=== Begin Enclosure ===
PR #2012, opened 2026-07-22
Allow indexer bolts to use a metadata value as the document ID

sigee:
The change should cover the discussion in the https://github.com/apache/stormcrawler/issues/671 issue.


core/src/main/java/org/apache/stormcrawler/indexing/AbstractIndexerBolt.java
```diff
@@ -259,12 +272,32 @@ protected Map<String, String[]> filterMetadata(Metadata meta) {
      *
      * @param metadata The {@link Metadata}.
      * @param normalisedUrl The normalised url.
-     * @return Return the normalised url SHA-256 digest as String.
+     * @return The value found in the metadata for the key configured with {@link
+     *     #DOC_ID_METADATA_PARAM_NAME}, if any, otherwise the normalised url SHA-256 digest as
+     *     String.
      */
     protected String getDocumentID(Metadata metadata, String normalisedUrl) {
+        final String fromMetadata = getDocumentIDFromMetadata(metadata);
```
jnioche, line 293: what about a sha256Hex(fromMetadata)? like we do for URLs?

jnioche (commented):
Looks good, forgot to mention that we should add the new `indexer.md.docid` to `core/src/main/resources/crawler-default.yaml`
with a default value of "".

rzo1 (commented):
Changes look good to me, but we should update the docs alongside this PR too, so people get an updated doc version ;-)

docs/src/main/asciidoc/configuration.adoc
```diff
@@ -318,6 +318,7 @@ The values below are used by sub-classes of `AbstractIndexerBolt`.
 
 | indexer.canonical.name | canonical | Metadata key for the canonical URL. Used to replace the URL with its canonical form before indexing.
 | indexer.ignore.empty.fields | false | If true, skip fields with empty values when indexing.
+| indexer.md.docid | - | Metadata key whose value, if present, is used as the document ID instead of the default SHA-256 digest of the URL. Useful e.g. for content-based deduplication when a `ParseFilter` stores a content hash in the metadata.
```
dpol1: Two precisions for this row: the value is digested, not used raw (SHA-256 here, SHA-512 via `CloudSearchUtils.getID` for CloudSearch); and the SOLR/SQL indexers never call `getDocumentID()`, so the setting is silently ignored there. Worth stating the supported backends.

core/src/main/java/org/apache/stormcrawler/indexing/AbstractIndexerBolt.java
```diff
@@ -75,8 +75,20 @@ public abstract class AbstractIndexerBolt extends BaseRichBolt {
...
 
+    /**
+     * Metadata key whose value should be used to derive the document ID, if present. The value is
+     * passed through the same SHA-256 digest used for the URL-based ID, so this can be used e.g. by
+     * a {@link org.apache.stormcrawler.parse.ParseFilter} generating a hash of the content so that
+     * duplicate content ends up under the same document ID regardless of the URL(s) it was found
+     * at. Falls back to the default (a SHA-256 digest of the URL) if not set or if the metadata
+     * does not contain a value for the configured key.
+     */
+    public static final String DOC_ID_METADATA_PARAM_NAME = "indexer.md.docid";
```
dpol1, line 98: Worth documenting: on the deletion path (gone pages) there's no parsing, so the DeletionBolt only sees this key if it's in `metadata.persist` and round-trips through the status index. Otherwise it falls back to `sha256(url)` and the document indexed under the metadata ID is silently orphaned.

dpol1 (commented):
Implementation looks correct and backward compatible. One design question for the maintainers: with content-based dedup, N URLs share one document. When a single URL goes away, the DeletionBolt deletes the document even if the content is still live under the other URLs, until one gets re-fetched. Acceptable as a documented limitation, or should deletion be skipped when the ID comes from metadata?

Inline comments cover a `metadata.persist` prerequisite and backend coverage of the new setting.

jnioche (approved):
thanks @sigee

PR #2052, opened 2026-08-16
#315 Adaptative URL filter to normalize URLs based on canonical tag  

### LINKED ISSUE #315: Adaptative URL filter to normalize URLs based on canonical tag
Such a filter could compare the parameters of a URL with the canonical tag found in the page (if any) and  determine after a while which parameters can be safely removed in order to normalise the URL.

The aim is similar to the [clean-param extension of the robots protocol by Yandex](https://yandex.com/support/webmaster/controlling-robot/robots-txt.xml#clean-param) where sites can specify how URLs can be normalised.

TODO compare with [research.google.com/pubs/archive/35210.pdf]

akash-manna-sky:
Adaptative URL filter to normalize URLs based on canonical tag
  Fixes #315 

### For all changes

### For code changes

### Note

---

> [!IMPORTANT]
> **🛠️ Maintainer triage note for @akash-manna-sky** · by `@dpol1` · 2026-09-06 16:47 UTC
>
> Helpful heads-up from the maintainers — please address before this PR can be reviewed (see our [Pull Request quality criteria](https://github.com/apache/stormcrawler/blob/main/CONTRIBUTING.md)):
> - :x: **Merge conflicts** with `main` — please rebase locally and push again.
> - :x: **Failing CI checks**: the `rat` job (license / code-format validation) is red on the current head.
> - :warning: **Review feedback pending**: the open points from `@jnioche` (Aug 19) and `@dpol1` (Sep 1) in the comments above have no reply yet.
>
> **The ball is in your court** — you've been assigned to this PR. Fix the above, then mark it **Ready for review**. This is not a rejection, just an invitation to bring the PR up to standard. No rush.
>
> <sub>_Automated triage — may be imperfect; a maintainer takes the next look._</sub>


dpol1 (approved):

rzo1 (changes requested):
Thanks for sticking with this. A few things need fixing before merge:

**Blocking**
- **Redirects loop back:** redirect targets go through the same filter. Once `sid` is learned, `/c` → 302 `/c?sid=Y` is rewritten to `/c` and dropped as a duplicate, so new pages on that site stop being fetched. If the filtered target equals the source, please return it unchanged.
- **Rules apply to the whole host:** evidence ignores the path, so product pages can remove `brand` from listing pages where it matters. Links to `/about?productId=1..5` can also get `productId` removed host-wide. Since rules are final, this never recovers. Please scope rules by path, or let a "kept" canonical cancel a rule.
- **Wrong canonical:** `filter()` runs before the parse filters, so it only sees a persisted or transferred canonical. It then marks the source as known, and the real canonical is ignored. `CanonicalParamLearner` also reads `canonicals[0]`, the oldest value. I'd remove learning from `filter()` and read the last value.

**Smaller**
- The refcount never reaches zero: both `LinkParseFilter`s, Tika's `ParserBolt` and `DelegateRefresher` don't call `cleanup()`, so the next topology in a local JVM inherits the rules.
- `scope=domain` uses `getPLD`, which ignores private suffixes, so `alice.github.io` and `bob.github.io` share rules.
- Queries are only split on `&`. Removing `sid` from `sid=abc;item=7` also removes `item`.
- The ~30 MB estimate leaves out `knownSources`, and parameter names have no length cap.

**Tests/docs**
- `testConfidenceThreshold` never reaches the confidence check; the suite stays green without it. The `max.params` cap and the synchronized blocks aren't really covered either.
- Please add a test that runs the parser pipeline (`JSoupParserBolt` + `XPathFilter` + learner). It would have caught the canonical issue.
- `internals.adoc` says the filter "does nothing on its own", but `filter()` still learns.

PR #2074, opened 2026-08-27
Honour ignoreOutsideDomain when set on its own in HostURLFilter

rzo1:
`HostURLFilter.configure()` read the `ignoreOutsideDomain` parameter but tested the `ignoreOutsideHost` node for null. A configuration naming only `ignoreOutsideDomain` was silently discarded and the filter let every URL through; one naming only `ignoreOutsideHost: false` threw a `NullPointerException` at topology startup. `ignoreOutsideHost: true` was never affected, as it short-circuits before the domain parameter is read. Each parameter is now tested on its own.

Topologies setting only `ignoreOutsideDomain: true` will start restricting outlinks to the source domain, as configured. Configurations setting both keys, including all three archetypes, are unaffected.

### For all changes

### For code changes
=== End Enclosure ===
Return only the stretch of the material above from the line holding "PR #2052, opened 2026-08-16" through the line holding "the current head.", copied exactly.

**RESULT FOR THIS TASK**
PR #2052, opened 2026-08-16
#315 Adaptative URL filter to normalize URLs based on canonical tag  

### LINKED ISSUE #315: Adaptative URL filter to normalize URLs based on canonical tag
Such a filter could compare the parameters of a URL with the canonical tag found in the page (if any) and  determine after a while which parameters can be safely removed in order to normalise the URL.

The aim is similar to the [clean-param extension of the robots protocol by Yandex](https://yandex.com/support/webmaster/controlling-robot/robots-txt.xml#clean-param) where sites can specify how URLs can be normalised.

TODO compare with [research.google.com/pubs/archive/35210.pdf]

akash-manna-sky:
Adaptative URL filter to normalize URLs based on canonical tag
  Fixes #315 

### For all changes

### For code changes

### Note

---

> [!IMPORTANT]
> **🛠️ Maintainer triage note for @akash-manna-sky** · by `@dpol1` · 2026-09-06 16:47 UTC
>
> Helpful heads-up from the maintainers — please address before this PR can be reviewed (see our [Pull Request quality criteria](https://github.com/apache/stormcrawler/blob/main/CONTRIBUTING.md)):
> - :x: **Merge conflicts** with `main` — please rebase locally and push again.
> - :x: **Failing CI checks**: the `rat` job (license / code-format validation) is red on the current head.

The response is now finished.